TUNGREASE OMC2 plus: The Next Generation of PD Grease

Reading time: ca. 4 min. | An article from Application Engineering | TUNAP Blog

With OMC₂ technology, TUNAP has developed a specific additive combination for lubricants with a special micro-smoothing effect. The unique active complex of OMC₂ technology - the pressure capacity strongly increases. Through this, the roughness of the components is not rubbed off, however they reform under the load - leading to a flow process in the micro area, whereby the friction losses and wear are significantly reduced. This additive technology is also known as PD (plastic deformation) and SE (surface engineering).

The effect of OMC₂ can be divided into the following three phases.

On the model test bench SRV, this effect is clearly illustration on a model oil pursuant to DIN 51834-2. The use of TUNAP OMC2 technology provides an approx. 30% reduction in terms of co-efficient friction.

A lower coefficient friction through OMC₂ technology enables a range of application advantages:

• Lower energy consumption
• Less heat development
• Less wear

Many of the TUNAP high-performance lubricants contain this OMC₂-additive technology. When compared with the use of customary lubricants, its use leads to improved surface quality and an increase in the contact surface. As a result of this, there is a more efficient distribution of load with friction contact and a significant reduction in the coefficient friction.

This enables a range of application advantages when compared with other customary additive technologies for the reduction of friction and wear:

• saving energy and reduction in application temperature as a result of the very low friction co-efficient
• lower maintenance costs through the minimised wear and reduced temperature development
• reduced material, lubricant and disposal costs due to the extended grease consumption duration
• higher level of machine availability due to less failures and downtime or repairs

The TUNGREASE OMC₂ plus technology optimises high performance requirements and represents the next generation of PD greases.

It combines this unique additive technology with an expressed temperature-resistant grease for specialist high performance requirements.

Among these, for example, are the long-term lubrication of small gearboxes or the lubrication of rolling or plain bearings that are in high demand under adverse operational conditions, such as extreme pressure, vibrations or high temperature loads.

A comparison between various greases in the small gearbox lubrication of a battery-powered power tool under maximum load in continuous operation demonstrates the efficiency of the specialist OMC₂-additive technology in combination with a high-quality grease matrix.

TUNGREASE OMC₂-2 plus lasts, in many cases, longer than conventional products. When using them there is an immense maximum temperature where there is increased friction. As a result, this can lead to a fast grease failure with premature failure of the gearbox.

On the other hand, under these conditions TUNGREASE OMC₂-2 plus displays its complete effect potential and ensures a reliable and efficient machine operation.
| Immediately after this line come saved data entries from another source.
PR #693, opened 2026-05-31
fix(mcp): guard reranker lazy-init against concurrent callers

### LINKED ISSUE #682: Reranker `Object is disposed` error on first `query` call to fresh MCP server
## Description

The first `mcp__plugin_qmd_qmd__query` call into a freshly-started `plugin:qmd:qmd` MCP server, when invoked with `rerank: true` (the implicit default), throws:

```
Object is disposed
```

The error fires at the reranker stage. The MCP server's `status` endpoint stays healthy throughout. The same call with `rerank: false` returns rank-1 hits instantly. Verified twice in a row on 2026-05-25 across two cold MCP server starts.

This looks like a GGUF context disposal race on the reranker model — the reranker appears to be initialized lazily and the first request hits it mid-construction. Likely sibling to a separate embed-vs-MCP contention symptom we observed in the same session, where a full `qmd embed -f` against a new collection orphans chunks with `LLM session expired before embedding chunk` errors while the MCP server is resident. Both look like node-llama-cpp model-context contention; a holistic look at model-context lifecycle in the MCP server might fix both.

## Reproduction

1. Close all running Claude Code sessions so the MCP server is not warm.
2. Open Claude Code in a session that has the qmd plugin enabled.
3. In the first turn of the session, invoke the MCP tool with the default (rerank-enabled) shape — e.g.:

```json
{
  "tool": "mcp__plugin_qmd_qmd__query",
  "searches": [{"type": "lex", "query": "test"}],
  "rerank": true,
  "intent": "test query"
}
```

## Expected

A normal hybrid + rerank result, or — if the reranker is intentionally lazy-loaded — a brief delay while the model warms followed by a successful rank-1 hit.

## Actual

```
Error: Object is disposed
```

The MCP `status` endpoint stays healthy. Same call with `rerank: false` returns the expected rank-1 hit in sub-second time.

## Workaround

Always pass `rerank: false` explicitly on the FIRST MCP `query` of a session. After at least one successful `rerank: false` query has run against the warm context, `rerank: true` becomes safe. If `rerank: true` fails despite the warm-context precondition, fall back to `rerank: false` for the rest of the session — do not retry twice in a row.

## Suggested fix

Eager-load the reranker GGUF at MCP server startup, OR guard the lazy-init path against double-entry (the disposal error suggests the first caller's context is being torn down while a second caller is mid-flight). Worth checking the same code path in the embed pipeline — same family of error there.

## Environment

- OS: Windows 11 Pro (10.0.26200)
- qmd: v2.5.2 (build 376edbe)
- Reranker: `qwen3-reranker-0.6b-q8_0.gguf` (639 MB)
- Device: `QMD_FORCE_CPU=1` (vulkan-on-iGPU crashes — separate issue)
- MCP server: `plugin:qmd:qmd` auto-wired by plugin install

tobi:
Fixes #682

## Root cause

`ensureRerankContexts()` had no concurrent-init guard. The embed path already had `embedContextsCreatePromise` to serialize parallel callers, but the reranker never got one.

On a cold MCP server start, two overlapping `query` calls with `rerank: true` both see `rerankContexts.length === 0`, both enter the init block, and the inactivity timer disposes the half-built context of whichever caller loses the race → `Error: Object is disposed`.

## Fix

Add `rerankContextsCreatePromise` field in `LlamaCpp` — identical mutex pattern to `embedContextsCreatePromise`. Concurrent cold-start callers now await the in-flight promise instead of racing.

Also clear it in `dispose()`.

## Tests added

- `test/mcp.test.ts` — new cold-start `rerank: true` test: sends `rerank: true` as the first tool call to a fresh HTTP server instance (in `skipIf(CI)` block, needs real LLM models)
- `test/llm.test.ts` — unit test for the concurrent-init race: instruments `createRankingContext` to count calls, fires two parallel `rerank()` calls at cold start, asserts contexts created exactly once
- `test/smoke-install.sh` — `run_mcp_smoke()`: spawns `qmd mcp` as a subprocess, drives JSON-RPC over stdio (initialize → notifications/initialized → query with `rerank: false`), asserts valid responses; wired into `run_runtime_matrix()` for all three install scenarios

### DIFF
--- a/CHANGELOG.md
+++ b/CHANGELOG.md
@@ -2,6 +2,11 @@
 
 ## [Unreleased]
 
+### Fixes
+
+- MCP: fix `Object is disposed` error on the first `query` call with `rerank: true` against a freshly-started MCP server. The reranker lazy-init path lacked the concurrent-init promise guard that the embed path already had; two overlapping cold-start callers would both enter the init block, and the one to finish first would dispose the other's half-built context. Fixed by adding `rerankContextsCreatePromise` (mirrors `embedContextsCreatePromise`) so concurrent callers await the in-flight promise instead of racing. #682
+- Tests: add cold-start `rerank: true` MCP query test, and add MCP stdio smoke (initialize + query via JSON-RPC subprocess) to `smoke-install.sh`.
+
 ## [2.5.2] - 2026-05-22
 
 ### Fixes
--- a/src/llm.ts
+++ b/src/llm.ts
@@ -1037,6 +1037,12 @@ export class LlamaCpp implements LLM {
    */
   private embedContextsCreatePromise: Promise<LlamaEmbeddingContext[]> | null = null;
 
+  // Promise guard for rerank context creation — mirrors embedContextsCreatePromise.
+  // Without this, two concurrent first-callers both see rerankContexts.length === 0,
+  // both start building contexts, and the disposal of one caller's half-built
+  // context causes "Object is disposed" in the other caller.
+  private rerankContextsCreatePromise: Promise<Awaited<ReturnType<LlamaModel["createRankingContext"]>>[]> | null = null;
+
   private async ensureEmbedContexts(): Promise<LlamaEmbeddingContext[]> {
     if (this.embedContexts.length > 0) {
       this.touchActivity();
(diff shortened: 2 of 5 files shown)


tobi:
Superseded by #874 on current main (this draft is stale against post-#782 `llm.ts`). Closing.

PowderAddicts:
Dear tobi/qmd,

Thank you for your patience.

Even in rolling bearing lubrication the OMC₂-additive technology exhibits its full effect potential. In a standard test procedure for the performance of lubricants on rolling bearing under practical conditions, TUNGREASE OMC₂-2 plus displays a clearly lower degree of wear than other popular competitors. On the other hand, it also establishes an approx. 50% reduced average friction torque, as well as a signification save in energy both when starting and during the course of inertia when compared with other common products.

Through the specialist OMC OMC₂ additive technology, TUNAP a contributing to the increase in efficiency of your applications. Lower operational and energy costs, extended component longevity, increased machine safety, as well as increased relubrication intervals are just a few of the benefits that TUNGREASE OMC OMC₂-2 plus provides in relation to the company's sustainability.